[GIVEN RECORDS]

PR #4484, opened 2026-09-06
Reset accumulated wheel delta in web `WheelEventManager`

giaBaoJS:
## Description

`WheelEventManager` has no pointer to follow, so it synthesizes coordinates by accumulating `deltaX`/`deltaY` on top of each wheel event's client coordinates. Its `resetManager` override calls only `super.resetManager()` and never clears `wheelDelta`, unlike `PointerEventManager`, which clears its own bookkeeping there.

`resetManager` runs on every handler reset (`GestureHandler.reset` -> `delegate.reset` -> `manager.resetManager`), which the orchestrator triggers once a gesture reaches `END`. So when a trackpad pan ends, the whole scroll distance of that gesture stays in `wheelDelta`.

To reproduce, put a `Pan` gesture with `enableTrackpadTwoFingerGesture` on a view, then do two two-finger trackpad pans in a row without moving the cursor in between. The second gesture reports `absoluteX`/`absoluteY` offset by the first gesture's total scroll. A two-finger scroll does not move the cursor, so the `pointermove` listener that clears the delta does not necessarily fire, and the offset keeps growing with each gesture.

Fix is to clear `wheelDelta` in `resetManager`, matching what `PointerEventManager` already does.

## Test plan

Added `src/web/tools/__tests__/WheelEventManager.test.ts` with two cases:

- deltas still accumulate across wheel events within one gesture (`y` is 130 after deltas of 100 and 30), so the accumulation behaviour is not lost.
- after `resetManager`, the next wheel event reports only its own delta (`y` is 30, not 130).

The second test fails on `main` with `Expected: 30, Received: 130` and passes with the fix. `yarn jest src/web`, `yarn ts-check` and `eslint`/`prettier` on the touched files all pass.

### DIFF
--- a/packages/react-native-gesture-handler/src/web/handlers/PanGestureHandler.ts
+++ b/packages/react-native-gesture-handler/src/web/handlers/PanGestureHandler.ts
@@ -334,14 +334,13 @@ export default class PanGestureHandler extends GestureHandler {
     }
   }
 
-  private scheduleWheelEnd(event: AdaptedEvent) {
+  private scheduleWheelEnd() {
     clearTimeout(this.endWheelTimeout);
 
     this.endWheelTimeout = setTimeout(() => {
       if (this.state === State.ACTIVE) {
         this.end();
-        this.tracker.removeFromTracker(event.pointerId);
-        this.state = State.UNDETERMINED;
+        this.reset();
       }
 
       this.wheelDevice = WheelDevice.UNDETERMINED;
@@ -363,7 +362,7 @@ export default class PanGestureHandler extends GestureHandler {
           : WheelDevice.MOUSE;
 
       if (this.wheelDevice === WheelDevice.MOUSE) {
-        this.scheduleWheelEnd(event);
+        this.scheduleWheelEnd();
         return;
       }
 
@@ -383,7 +382,7 @@ export default class PanGestureHandler extends GestureHandler {
     this.updateVelocity(event.pointerId);
 
     this.tryToSendMoveEvent(false, event);
-    this.scheduleWheelEnd(event);
+    this.scheduleWheelEnd();
   }
 
   private shouldActivate(): boolean {
--- a/packages/react-native-gesture-handler/src/web/handlers/__tests__/PanGestureHandler.test.ts
+++ b/packages/react-native-gesture-handler/src/web/handlers/__tests__/PanGestureHandler.test.ts
@@ -3,14 +3,23 @@ import { PointerType } from '../../../PointerType';
 import { State } from '../../../State';
 import type { AdaptedEvent } from '../../interfaces';
 import { EventTypes } from '../../interfaces';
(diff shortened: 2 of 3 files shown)


m-bert (changes requested):
Hi @giaBaoJS! Thank you for submitting this PR! Unfortunately seems that it is not enough. The good news is, replacing 

```tsx
        this.end();
        this.tracker.removeFromTracker(event.pointerId);
        this.state = State.UNDETERMINED;
      }
```

with 

```tsx
        this.end();
		this.reset();
      }
```

in [`PanGestureHandler`](https://github.com/software-mansion/react-native-gesture-handler/blob/ebc923b2bd4f66ed0108a6d8a64b3c80517c11b4/packages/react-native-gesture-handler/src/web/handlers/PanGestureHandler.ts#L342) does the job. 

The test passes as it calls `manager.resetManager` manually. Given that - I don't think we need this test file.

giaBaoJS:
Done, `scheduleWheelEnd` now calls `reset()`. Its `event` parameter became unused, so I dropped it.

The `WheelEventManager.resetManager` change is still needed alongside it. `reset()` reaches the wheel delta only through the delegate, and that path ends at `resetManager()`:

```ts
// src/web/tools/GestureHandlerWebDelegate.ts:184
reset(): void {
  this.eventManagers.forEach((manager: EventManager<unknown>) =>
    manager.resetManager()
  );
}
```

With only the `PanGestureHandler` change, `WheelEventManager.resetManager()` is still just `super.resetManager()` and `wheelDelta` survives. I measured each half separately against the new test: reverting either one leaves the next gesture's first event at `y: 130` instead of `30`.

On why `reset()` never ran before: the old block assigned `State.UNDETERMINED` synchronously, so by the time the orchestrator's `cleanupFinishedHandlers` microtask looked at the handler, `isFinished(handler.state)` was false and `cleanHandler` (which calls `handler.reset()`) skipped it.

`WheelEventManager.test.ts` is gone. The case now lives in the existing `web/handlers/__tests__/PanGestureHandler.test.ts`: it dispatches real `wheel` events at a real `WheelEventManager` attached via `handler.attachEventManager`, advances the 30ms end timer, then checks the coordinates the next gesture reports. Nothing in the test calls `resetManager`; the delegate stub forwards `reset()` to the attached managers the way `GestureHandlerWebDelegate` does.

One note on the swap itself: `reset()` does more than the two lines it replaces. `resetTracker()` clears every tracked pointer and the velocity tracker rather than one pointer, and `onReset()` clears a pending `activateAfterLongPress` timeout. Both look correct for a gesture that has just ended, and the wheel path only tracks the synthetic `-1` pointer anyway.

m-bert (approved):
> The WheelEventManager.resetManager change is still needed alongside it.

I'm aware, that's why I said "it is not enough", not that it is wrong 😄 

Thank you once again for this PR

[/GIVEN RECORDS]

YOUR GOAL: Repeat each record exactly. Omit nothing.

WRITTEN SOLUTION:
PR #4484, opened 2026-09-06
Reset accumulated wheel delta in web `WheelEventManager`

giaBaoJS:
## Description

`WheelEventManager` has no pointer to follow, so it synthesizes coordinates by accumulating `deltaX`/`deltaY` on top of each wheel event's client coordinates. Its `resetManager` override calls only `super.resetManager()` and never clears `wheelDelta`, unlike `PointerEventManager`, which clears its own bookkeeping there.

`resetManager` runs on every handler reset (`GestureHandler.reset` -> `delegate.reset` -> `manager.resetManager`), which the orchestrator triggers once a gesture reaches `END`. So when a trackpad pan ends, the whole scroll distance of that gesture stays in `wheelDelta`.

To reproduce, put a `Pan` gesture with `enableTrackpadTwoFingerGesture` on a view, then do two two-finger trackpad pans in a row without moving the cursor in between. The second gesture reports `absoluteX`/`absoluteY` offset by the first gesture's total scroll. A two-finger scroll does not move the cursor, so the `pointermove` listener that clears the delta does not necessarily fire, and the offset keeps growing with each gesture.

Fix is to clear `wheelDelta` in `resetManager`, matching what `PointerEventManager` already does.

## Test plan

Added `src/web/tools/__tests__/WheelEventManager.test.ts` with two cases:

- deltas still accumulate across wheel events within one gesture (`y` is 130 after deltas of 100 and 30), so the accumulation behaviour is not lost.
- after `resetManager`, the next wheel event reports only its own delta (`y` is 30, not 130).

The second test fails on `main` with `Expected: 30, Received: 130` and passes with the fix. `yarn jest src/web`, `yarn ts-check` and `eslint`/`prettier` on the touched files all pass.

### DIFF
--- a/packages/react-native-gesture-handler/src/web/handlers/PanGestureHandler.ts
+++ b/packages/react-native-gesture-handler/src/web/handlers/PanGestureHandler.ts
@@ -334,14 +334,13 @@ export default class PanGestureHandler extends GestureHandler {
     }
   }
 
-  private scheduleWheelEnd(event: AdaptedEvent) {
+  private scheduleWheelEnd() {
     clearTimeout(this.endWheelTimeout);
 
     this.endWheelTimeout = setTimeout(() => {
       if (this.state === State.ACTIVE) {
         this.end();
-        this.tracker.removeFromTracker(event.pointerId);
-        this.state = State.UNDETERMINED;
+        this.reset();
       }
 
       this.wheelDevice = WheelDevice.UNDETERMINED;
@@ -363,7 +362,7 @@ export default class PanGestureHandler extends GestureHandler {
           : WheelDevice.MOUSE;
 
       if (this.wheelDevice === WheelDevice.MOUSE) {
-        this.scheduleWheelEnd(event);
+        this.scheduleWheelEnd();
         return;
       }
 
@@ -383,7 +382,7 @@ export default class PanGestureHandler extends GestureHandler {
     this.updateVelocity(event.pointerId);
 
     this.tryToSendMoveEvent(false, event);
-    this.scheduleWheelEnd(event);
+    this.scheduleWheelEnd();
   }
 
   private shouldActivate(): boolean {
--- a/packages/react-native-gesture-handler/src/web/handlers/__tests__/PanGestureHandler.test.ts
+++ b/packages/react-native-gesture-handler/src/web/handlers/__tests__/PanGestureHandler.test.ts
@@ -3,14 +3,23 @@ import { PointerType } from '../../../PointerType';
 import { State } from '../../../State';
 import type { AdaptedEvent } from '../../interfaces';
 import { EventTypes } from '../../interfaces';
(diff shortened: 2 of 3 files shown)


m-bert (changes requested):
Hi @giaBaoJS! Thank you for submitting this PR! Unfortunately seems that it is not enough. The good news is, replacing 

```tsx
        this.end();
        this.tracker.removeFromTracker(event.pointerId);
        this.state = State.UNDETERMINED;
      }
```

with 

```tsx
        this.end();
		this.reset();
      }
```

in [`PanGestureHandler`](https://github.com/software-mansion/react-native-gesture-handler/blob/ebc923b2bd4f66ed0108a6d8a64b3c80517c11b4/packages/react-native-gesture-handler/src/web/handlers/PanGestureHandler.ts#L342) does the job. 

The test passes as it calls `manager.resetManager` manually. Given that - I don't think we need this test file.

giaBaoJS:
Done, `scheduleWheelEnd` now calls `reset()`. Its `event` parameter became unused, so I dropped it.

The `WheelEventManager.resetManager` change is still needed alongside it. `reset()` reaches the wheel delta only through the delegate, and that path ends at `resetManager()`:

```ts
// src/web/tools/GestureHandlerWebDelegate.ts:184
reset(): void {
  this.eventManagers.forEach((manager: EventManager<unknown>) =>
    manager.resetManager()
  );
}
```

With only the `PanGestureHandler` change, `WheelEventManager.resetManager()` is still just `super.resetManager()` and `wheelDelta` survives. I measured each half separately against the new test: reverting either one leaves the next gesture's first event at `y: 130` instead of `30`.

On why `reset()` never ran before: the old block assigned `State.UNDETERMINED` synchronously, so by the time the orchestrator's `cleanupFinishedHandlers` microtask looked at the handler, `isFinished(handler.state)` was false and `cleanHandler` (which calls `handler.reset()`) skipped it.

`WheelEventManager.test.ts` is gone. The case now lives in the existing `web/handlers/__tests__/PanGestureHandler.test.ts`: it dispatches real `wheel` events at a real `WheelEventManager` attached via `handler.attachEventManager`, advances the 30ms end timer, then checks the coordinates the next gesture reports. Nothing in the test calls `resetManager`; the delegate stub forwards `reset()` to the attached managers the way `GestureHandlerWebDelegate` does.

One note on the swap itself: `reset()` does more than the two lines it replaces. `resetTracker()` clears every tracked pointer and the velocity tracker rather than one pointer, and `onReset()` clears a pending `activateAfterLongPress` timeout. Both look correct for a gesture that has just ended, and the wheel path only tracks the synthetic `-1` pointer anyway.

m-bert (approved):
> The WheelEventManager.resetManager change is still needed alongside it.

I'm aware, that's why I said "it is not enough", not that it is wrong 😄 

Thank you once again for this PR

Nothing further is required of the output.